Defendant further contends that the court erred in denying his request for a downward departure from his presumptive risk level. Initially, although defendant correctly asserts that the court should have applied a preponderance of the evidence standard to his request for a downward departure, rather than a clear and convincing evidence standard (see Gillotti, 23 NY3d at 860-861), we need not remit the matter because the record is sufficient to enable us to review defendant's contention under the proper standard (see People v Merkley, 125 AD3d 1479, 1479 [4th Dept 2015]).

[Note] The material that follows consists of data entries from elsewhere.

PR #1248, opened 2023-09-11
chore: remove native libsodium

pwltr:
### Description

Remove `react-native-libsodium` libs as they are not actually used.

### DIFF
--- a/.github/workflows/react-native-skia-stub.patch
+++ b/.github/workflows/react-native-skia-stub.patch
@@ -5,7 +5,6 @@ index 935e19e8..fa64a969 100644
 @@ -178,7 +178,8 @@
      "stream": "stream-browserify",
      "vm": "vm-browserify",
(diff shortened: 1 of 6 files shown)


MiguelMedeiros (approved):
Hey @pwltr, I've tested your PR and noticed that some scripts from `package.json` were removed, but they were still mentioned in the documentation files. To maintain consistency, I've made the necessary adjustments in the READMEs, ensuring they match the changes you made.

limpbrains:
So sodium-native actually works in RN, but with pure JS, right?

pwltr:
> pure JS

Slashtags depends on [sodium-universal](https://github.com/sodium-friends/sodium-universal) which uses `sodium-native` in node and `sodium-javascript` on the browser. So Bitkit is using `sodium-javascript` which works but is slow and blocking the UI thread in RN.

limpbrains (approved):

PR #1272, opened 2023-09-25
test(scan): improve scan tests

pwltr:
### Description

Improved tests for scanning feature

### Type of change

### Tests

- [x] Detox test
- [ ] Unit test
- [ ] No test

### QA Notes


src/screens/TreasureHunt/Airdrop.tsx
```diff
@@ -0,0 +1,342 @@
...
+}: TreasureHuntScreenProps<'Airdrop'>): ReactElement => {
+	const interval = useRef<NodeJS.Timer>();
+	const maxInboundCapacitySat = useLightningMaxInboundCapacity();
+	const { chestId } = useSelector((state) => {
+		return viewControllerSelector(state, 'treasureHunt');
+	});
+
+	const { treasureChests } = useAppSelector((state) => state.settings);
+	const chest = treasureChests.find((c) => c.chestId === chestId)!;
+	const { attemptId, state, winType } = chest;
```
coreyphillips, line 57: May need a wrapper or check around this. Managed to receive the following error. "Cannot read property 'attemptId' of undefined". The image is from an error in `Prize.tsx`, but the same logic applies.

Simulator Screenshot - iPhone 14 - 2023-09-26 at 08 48 48

src/screens/TreasureHunt/Airdrop.tsx
```diff
@@ -0,0 +1,342 @@
...
+					return c !== chest ? c : updated;
+				});
+
+				updateSettings({ treasureChests: newChests });
+
+				if (result.state === 'FAILED') {
+					navigation.replace('Error');
+				}
+			}
+		};
```
coreyphillips: If able, we should define these methods outside of useEffect.

src/navigation/bottom-sheet/TreasureHuntNavigation.tsx
```diff
@@ -32,16 +41,97 @@ const screenOptions: StackNavigationOptions = {
...
+					setInitialScreen('Airdrop');
+				} else {
+					setInitialScreen('Chest');
+				}
+			} else {
+				setInitialScreen('Error');
+			}
+
+			setIsLoading(false);
+		};
```
coreyphillips: If able, we should define `getChest` outside of `useEffect`.

src/screens/TreasureHunt/Prize.tsx
```diff
@@ -41,15 +51,33 @@ const xml = `
...
+	const { chestId } = useSelector((state) => {
+		return viewControllerSelector(state, 'treasureHunt');
+	});
 
-	const prize = prizes.find((p) => p.id === id)!;
+	const chest = treasureChests.find((c) => c.chestId === chestId)!;
+	const chests = treasureChests.filter((c) => !c.isAirdrop);
+	const chestIndex = chests.indexOf(chest);
+
+	const { attemptId, state, winType } = chest;
```
coreyphillips, line 68: May need a wrapper or check around this. Managed to receive the following error. "Cannot read property 'attemptId' of undefined".

Simulator Screenshot - iPhone 14 - 2023-09-26 at 08 48 48

src/screens/TreasureHunt/prizes.ts
```diff
@@ -1,124 +1,154 @@
...
+
+export const prizes: TPrize[][] = [
+	[
+		{
+			winType: 'consolation',
+			amount: 100,
+			image: require('../../assets/treasure-hunt/consolation-1.jpg'),
+			title: 'Lightning Strikes',
+			description:
+				'Clouds gather, and a huge thunder bolt hits the treasure chest, liquifying most of the coins. Only 100 sats are left intact.',
```
coreyphillips:
```suggestion
				'Clouds gather, and a huge thunderbolt hits the treasure chest, liquifying most of the coins. Only 100 sats are left intact.',
```

src/utils/scanner.ts
```diff
@@ -382,12 +385,23 @@ export const decodeQRData = async (
...
 		if (chestId) {
+			setFeedWidget({
+				url: LuganoFeedURL,
+				type: SUPPORTED_FEED_TYPES.LUGANO_FEED,
+				fields: [],
+			});
+
 			return ok([{ qrDataType: EQRDataType.treasureHunt, chestId }]);
 		}
 	}
```
coreyphillips: I don't think it's needed because I don't think it's likely, but it's possible some users may try testing Bitkit on testnet during the event. So for these two conditions, we may want to check that unless `__DEV__` they are using mainnet. If they are not using mainnet, we can display a toast message suggesting that they switch to it in Settings.

coreyphillips (changes requested):

src/screens/TreasureHunt/Prize.tsx
pwltr: Should be fixed by moving logic to reducer.

src/utils/scanner.ts
pwltr: Added checks

src/screens/TreasureHunt/Airdrop.tsx
pwltr: I wouldn't bother with optimizing performance for this code since it will be probably be removed again soon, if we do end up keeping it I'll clean it up in a couple of places. Also these functions are defined in an onMount useEffect so they will only ever be instantiated once anyways.

coreyphillips (approved):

With respect to that review, we conclude that some of the purported mitigating circumstances identified by defendant, such as his lack of drug or alcohol abuse and satisfactory conduct while confined, were adequately taken into account in the risk assessment instrument (see Sex Offender Registration Act: Risk Assessment Guidelines and Commentary at 15-17 [2006] [Guidelines]; People v Davis, 170 AD3d 1519, 1519-1520 [4th Dept 2019], lv denied 33 NY3d 907 [2019]). Next, while an offender's response to treatment, "if exceptional" (Guidelines at 17), may constitute a mitigating factor to serve as the basis for a downward departure, we conclude that, here, defendant failed to prove by a preponderance of the evidence that his response to treatment was exceptional (see Davis, 170 AD3d at 1520; People v Bernecky, 161 AD3d 1540, 1541 [4th Dept 2018], lv denied 32 NY3d 901 [2018]). Although defendant also contends that his age and health are mitigating factors warranting a downward departure, he failed to establish that he has "physical conditions that minimize [the] risk of re-offense" (Correction Law § 168-l [5] [d]; see Guidelines at 5; People v Smith, 108 AD3d 1215, 1216 [4th Dept 2013], lv denied 22 NY3d 856 [2013]). Finally, to the extent that defendant otherwise established the existence of appropriate mitigating circumstances, we conclude upon examining all of the relevant circumstances that a downward departure is not warranted (see Bernecky, 161 AD3d at 1541; see generally Gillotti, 23 NY3d at 864). Present—Peradotto, J.P., Carni, Lindley, Curran and Troutman, JJ.